Late Night Movie Review: Emma Thompson Is Incredibly Pitch Perfect

While Late Night is full of high points, one of its best ones is how it points out the fallacies of any recent film that has underused Emma Thompson’s talents. Thompson is one of the best actresses working today and it is so relieving to see her once again play such a well-rounded lead character. The film may be a talk-show version of The Devil Wears Prada with Thompson in the Miranda Priestly role but she is still a sharp delight, relishing in her character’s complicated glory.

Thompson plays Katherine Newbury, a British late-night talk-show host whose show has been on a drastic decline. She refuses to modernize her material and her writing staff consists of only white men. Hoping to revitalize her show and shed her reputation as a woman who hates women, Katherine decides to whimsically hire a female writer. Joining the writing team is Molly Patel (Mindy Kaling), a factory worker with no comedy experience.
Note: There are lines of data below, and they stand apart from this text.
PR #1128, opened 2018-03-14
Legalize parametric patch names

### LINKED ISSUE #1114: Legalize parametric patch names
### Rationale

To support generics we should allow patch names which define the type(s) they specialize for:

- `if-else(number)`
- `if-else(string)`
- `cast(boolean,pulse)`

### Acceptance criteria

The following are legal and can be created via IDE:

- [ ] `if-else(number)`
- [ ] `cast(boolean,pulse)`

The following is not:

- [ ] `if-else(number`
- [ ] `if-else ( number )`
- [ ] `if-else)`
- [ ] `if-else()`
- [ ] `if-else(number)string`

### Out of scope

- Any special meaning for the patches with parenthesis in their name.
- Fancy rendering of parametric patch names

brusherru:
It closes #1114.

Also tweaked rename popup. Now input already contains current patch name and autoselected.

### DIFF
--- a/packages/xod-project/src/internal/patchPathUtils.js
+++ b/packages/xod-project/src/internal/patchPathUtils.js
@@ -8,13 +8,44 @@ export const getExpandedVariadicPatchPath = R.curry(
     [originalPath, EXPANDED_PATCH_NAME_SUFFIX, arityLevel].join('')
 );
 
+// =============================================================================
+// RegExp parts
+// =============================================================================
+
+// foo2
+const alphanumeric = '[a-z0-9]+';
+
+// foo-2-bar
+const alphanumericWithHypens = `${alphanumeric}(-${alphanumeric})*`;
+
+// foo-2-bar,foo-5-bar
+const alphanumericWithHypensAndCommans = `${alphanumeric}(-${alphanumeric}|,${alphanumeric})*`;
+
+// -$5
+const variadicLevel = '-\\$\\d';
+
+// (foo-2-bar,foo-5-bar)
+const types = `(\\(${alphanumericWithHypensAndCommans}\\)){0,1}`;
+
+// foo2(foo-2-bar,foo-5-bar)-$5
+const patchBaseNameRegExp = new RegExp(
+  `^${alphanumericWithHypens}(${types}|${variadicLevel})$`
+);
+
+// foo-2-bar
+const identifierRegExp = new RegExp(`^${alphanumericWithHypens}$`);
+
+// =============================================================================
+// Validating functions
+// =============================================================================
+
 // :: String -> Boolean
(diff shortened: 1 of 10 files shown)


packages/xod-project/src/internal/patchPathUtils.js
```diff
@@ -8,13 +8,31 @@ export const getExpandedVariadicPatchPath = R.curry(
     [originalPath, EXPANDED_PATCH_NAME_SUFFIX, arityLevel].join('')
 );
 
+// =============================================================================
+// RegExp parts
+// =============================================================================
+const alphanumeric = '[a-z0-9]+';
+const alphanumericWithHypens = `${alphanumeric}(-${alphanumeric})*`;
+const alphanumericWithHypensAndCommans = `${alphanumeric}(-${alphanumeric}|,${alphanumeric})*`;
+const variadicLevel = '-\\$\\d';
```
nkrkv: I love the idea, but let’s remove this easter egg until we’ll make the resolution for the different variadic levels?

packages/xod-project/src/internal/patchPathUtils.js
```diff
@@ -8,13 +8,31 @@ export const getExpandedVariadicPatchPath = R.curry(
...
+const types = `(\\(${alphanumericWithHypensAndCommans}\\)){0,1}`;
+
+const patchBaseNameRegExp = new RegExp(
+  `^${alphanumericWithHypens}(${types}|${variadicLevel})$`
+);
+const identifierRegExp = new RegExp(`^${alphanumericWithHypens}$`);
```
nkrkv: Cool readable regex constructor :+1:

packages/xod-project/test/patchPathUtils.spec.js
```diff
@@ -8,6 +8,11 @@ import * as Helper from './helpers';
 
 chai.use(dirtyChai);
 
+// Kludge to use instead of "assert.isTrue" / "assert.isFalse"
+// Cause dirtyChai makes it works wrong
+const isTrue = a => assert.equal(a, true);
+const isFalse = a => assert.equal(a, false);
```
nkrkv: I filed #1129. To drop the kludge easily once the refactoring will land, maybe it is better to over-monkey-patch `assert.isTrue` and `assert.isFalse` right here and remove the `dirtyChai` from this particular module?

If agree, lets make it and leave a TODO referring the #1129

packages/xod-project/src/internal/patchPathUtils.js
brusherru: It's just about PatchPath type, to validate flattened variadic nodes.
Early validation of patch paths did not work and so this rule appeared only now.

Fortunately for Katherine, Molly proves to be a vital asset while acting as a worthy counterpart as well. Molly may be slightly aware that she was picked as the show’s “diversity hire” yet she still attempts to prove how her male colleagues underestimate her. Her sly, self-aware calculation is perfectly calibrated by Mindy Kaling who also wrote the screenplay and created a strong character that could have easily been portrayed as little more than a receptive cipher.

As great as Kaling is, though, it’s still Emma Thompson who still owns the show. She delivers Kaling’s incredibly cutting dialogue with ease while never failing to exemplify the vulnerable woman behind the shrewd persona that Katherine presents. In addition, her performance is in sync with the film’s seriocomic tone.
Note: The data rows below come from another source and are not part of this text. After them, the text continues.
PR #1132, opened 2018-03-16
Allow to create abstract nodes

### LINKED ISSUE #1116: As a xoder I want to create abstract nodes so that I can define interface for future specializations
### Rationale

An end-user wants to simply place `if-else` node regardless of the concrete type of its arguments, not the `if-else(number)` or `if-else(string)`. To make it possible we introduce a concept of the abstract node.

Later it will resolve to a particular specialization or throw an error. But before that, we should be able to create it.

To make a node abstract, a xoder places `abstract` marker node on the patch node and at least one terminal of generic type `t1`, `t2`, `t3`. If generic type terminals are absent, that’s an error which is shown in a tooltip like it is done for `variadic-*` nodes.

### Acceptance criteria

- [ ] I can place the `abstract` marker node
- [ ] I can place `input(t1)`, `output(t1)`, `input(t2)`, `output(t2)`, `input(t3)`, `output(t3)` terminal nodes
- [ ] The generic terminal nodes render the same way as regular terminals do and they are colored gray
- [ ] The generic pins render the same way as regular pins do and they are colored gray
- [ ] If a patch node has `abstract` and no inputs of `t1`, the marker is drawn in red and shows “At least one generic `input(t1)` terminal is required”
- [ ] If a patch node has `abstract`, `input(t1)`, `input(t3)`, but no `input(t2)`, the marker errors with “Generic inputs t1, t2, t3 should be employed sequentially. Add t2 or remove t3”
- [ ] Documentation boxes show “generic t1” as the type label for generic pins

### Out of scope

Generic pins linking may not be supported

evgenykochetkov:
Closes #1116

### DIFF
--- a/packages/xod-client/src/core/styles/components/Pin.scss
+++ b/packages/xod-client/src/core/styles/components/Pin.scss
@@ -21,8 +21,12 @@
 .Pin {
   .symbol {
     fill: $color-pin-fill;
-    stroke: $color-pin-fill; // pins borders are colored by type and don't have a 'default' color.
+    stroke: $color-datatype-generic;
     stroke-width: 2px;
+
+    &.is-connected {
+      fill: $color-datatype-generic;
+    }
 
     &.string {
       @include symbol-coloring($color-datatype-string);
--- a/packages/xod-client/src/editor/components/inspectorWidgets/index.js
+++ b/packages/xod-client/src/editor/components/inspectorWidgets/index.js
@@ -6,7 +6,7 @@ import BoolWidget from './pinWidgets/BoolPinWidget';
 import NumberWidget from './pinWidgets/NumberPinWidget';
 import PulseWidget from './pinWidgets/PulsePinWidget';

The trailers make Late Night seem like it’s a light workplace comedy. It sort of is yet there’s still plenty of dramatic heft behind it. Particularly, when it offers a glimpse at Katherine’s troubled home life while showing the deep connection that Katherine and Molly share. There may be a generational difference between the two women along with a difference in race. However, they still relate to one another because of their passion for the show they’re a part of and their attempt to make it in a white man’s world.
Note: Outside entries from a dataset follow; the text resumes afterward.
PR #1136, opened 2018-03-20
Use parametric patch names for cast and defer nodes

evgenykochetkov:
Continues #1114 and #1128

### DIFF
--- a/packages/xod-project/src/patchPathUtils.js
+++ b/packages/xod-project/src/patchPathUtils.js
@@ -158,10 +158,19 @@ export const getCastPatchPath = (typeIn, typeOut) =>
 // defer-* nodes
 //
 
-const deferNodeRegExp = new RegExp(`xod/core/defer-(${dataTypes.join('|')})$`);
+const legacyDeferNodeRegExp = new RegExp(
+  `^xod/core/defer-(${dataTypes.join('|')})$`
+);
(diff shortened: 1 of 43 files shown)


packages/xod-project/src/patchPathUtils.js
```diff
@@ -137,12 +137,20 @@ export const getVariadicPath = n => `${PATCH_NODES_LIB_NAME}/variadic-${n}`;
...
 //
 
-const castTypeRegExp = new RegExp(
+const legacyCastTypeRegExp = new RegExp(
   `xod/core/cast-(${dataTypes.join('|')})-to-(${dataTypes.join('|')})$`
 );
+// TODO: When custom types will be added this should be generalized.
+//       Also, casting from/to generic types should be forbidden.
+const castTypeRegExp = new RegExp(
+  `xod/core/cast\\((${dataTypes.join('|')}),(${dataTypes.join('|')})\\)$`
```
brusherru: What about begin of the line in the regular expressions?

evgenykochetkov: Good point. Fixed.

evgenykochetkov: + updated regexps for checking constant-*, variadic-* and internal terminals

Going back to the screenplay, a part of its sharpness comes from its blatant attempt at tackling gender and racial politics. Even the film’s funniest moment involves Katherine chastising a former male employee for asking for a raise because he and his wife had a baby, comparing him raising a child to having a drug-addict problem. That being said, the script never goes overboard with its political humor since the third act is where Late Night becomes more of an intimate character drama.

The tonal shifts might throw some viewers off along with its slight editing problems. But Late Night is still an entertaining satire about casual sexism in the television-writer’s world that never fails to maintain its acerbic wit. Plus, it’s got Emma Thompson’s most three-dimensional performance in quite some time. That alone is still a huge selling point.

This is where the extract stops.